History: v1 used a fixed midpoint ("−5") as the replacement baseline, which caused WAR to collapse to roughly 1.5 × total_jokes (effectively a screen-time metric). v2 swaps in an empirical replacement level and adds Bayesian shrinkage — rankings now reflect genuine quality × volume.

Honesty

Known Limitations

LLM score compression

Across 594 scored episodes, average craft scores have a standard deviation of just 0.36 (nominal 0–10 scale). Most of the headline signal in the Humor Index comes from joke count and peak density, not fine-grained craft differences between episodes.

Small samples and Bayesian shrinkage

Character WAR with fewer than 50 analyzed jokes is shrunk aggressively toward the league median. Rankings stabilize once a character crosses ~100 jokes.

Visual gags are underweighted

AI works from transcripts and scene descriptions. Physical comedy — a pratfall, a facial expression, Kramer's entrances — is harder to capture and likely underscored.

Sarcasm and irony are hard

Tone doesn't exist in a transcript. Ironic deadpan (e.g. Jim's camera looks) is identifiable through context, but subtle sarcasm likely gets miscategorized at the edges.

Cultural context decays

Jokes referencing specific 90s or 00s cultural moments may score lower on "cultural footprint" than they should, since the model's resonance signals are present-weighted.

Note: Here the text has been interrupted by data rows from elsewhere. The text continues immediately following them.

Issue #12636, opened 2019-08-19
Can't use kivy-mode in extra-langs layer


PicoSushi:
I'm new to Kivy, and I'm looking for community-made configuration for kivy, which works well with Spacemacs.

NOTE: There's official kivy-mode implementation.
https://github.com/kivy/kivy/blob/master/kivy/tools/highlight/kivy-mode.el

duianto:
Here's an example of how a recent layer was implemented for the `zig` language.
Maybe you could try to implement something similar.
https://github.com/syl20bnr/spacemacs/commit/a500662a690ad64545f3ec67418735af0b283173#diff-9d38db4925f6b821ab6070a998cb22c1

PicoSushi:
Thanks for comment! I've created kivy layer as your instruction ( https://github.com/PicoSushi/spacemacs/tree/64e7ac90440175de95b698fb60744234c236ed95 ), but I found there's already some implementation about kivy. 
https://github.com/syl20bnr/spacemacs/pull/4649/files

Then, how can I use this layer? I added `extra-langs` to `dotspacemacs-configuration-layers` but `*dotfiles-test-results*` caused **FAIL** on `extra-langs`.

duianto:
The `extra-langs` layer has been removed on the `develop` branch, in this commit:
https://github.com/syl20bnr/spacemacs/commit/28823177097ba59d2b654b5f980746a755d93c66#diff-d82172a9eeeb0ca4a15e5c7d192ffb06

The packages including `kivy-mode` were moved to a layer called `major-mode`:
https://github.com/syl20bnr/spacemacs/tree/develop/layers/%2Blang/major-modes

In this PR:
[BREAKING CHANGE] delete extra-langs layer #10727

The author describes the major-modes layer as:
>it's mostly just major-modes that didn't really belong in a layer..or are too basic...

---
Your PR suggestion doesn't add more functionality (yet), but It's probably better to have a dedicated layer for a language. The layers readme describes what Kivy is and what the layers feature is.

If you post a pull request with a `kivy` layer, then it also should remove every mention of kivy from the `major-modes` layer:

One instance in the README.org:
https://github.com/syl20bnr/spacemacs/blame/5d01efbb6d94fe68a9eed032ac88f647d0247cc6/layers/%2Blang/major-modes/README.org#L22

And two instances in packages.el:
[...]

PR #12657, opened 2019-08-25
Move kivy-mode from major-mode to independent layer

PicoSushi:
Currently, kivy-mode is included in major-mode layer, but this causes installing unnecessary packages.

I'd like to use kivy-mode as a independent layer to use kivy-mode singlealone and create other features in the future, so created this PR.

ref: https://github.com/syl20bnr/spacemacs/issues/12636


duianto:
Commit: https://github.com/syl20bnr/spacemacs/commit/57baa4ba4a13c83f6132011ee14d149083c7cea3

JPM uses estimated runtime

Jokes Per Minute currently divides by an LLM-estimated episode runtime rather than an authoritative TMDB runtime. This makes JPM slightly self-correlated with joke count and format. Switching to TMDB runtime is planned.

Scoring is not blind to show identity

The LLM sees the show name and character list when scoring. This can introduce show-level priors. We ran a 99-episode blind-mode study (above): pooled difference was −1.47 HI points, 95% CI [−3.72, +0.79] — no statistically significant bias, and the direction was opposite to what a naive "AI favors famous shows" hypothesis would predict. A full-corpus rescoring is still future work.

No audience data

We don't use ratings, streaming numbers, or social media sentiment in the score itself. Across 591 episodes, the Humor Index correlates with IMDb audience ratings at r = −0.005 — they measure different things.

Only scripted comedy

Stand-up specials, improv, and sketch comedy require a different methodology. This pipeline is calibrated for scripted, episodic television only.

Glossary

Key Terms, Defined

Jokes Per Minute (JPM)

The number of distinct, gradeable jokes per minute of runtime. We count separable jokes a viewer could point to — not every comedic line — so JPM is comparable across every show.

Humor Index

A 0–100 composite of peak joke density, craft, impact, and weighted JPM. Every joke is scored, then rolled up to episode, season, and show level.

Craft

The writing quality of a joke, scored 1–10 across originality, structure, character integration, economy, and earned-vs-cheap.

Impact

Audience resonance of a joke (1–10): quotability, rewatch value, cultural footprint, and callback payoff.

WAR (Wins Above Replacement)

A character’s joke count × how far their shrunk average quality exceeds a replacement-level baseline. Rewards both volume and per-joke quality.

Replacement level

The quality of a 25th-percentile "bench" character. WAR measures value above this floor, so merely showing up doesn’t accrue value.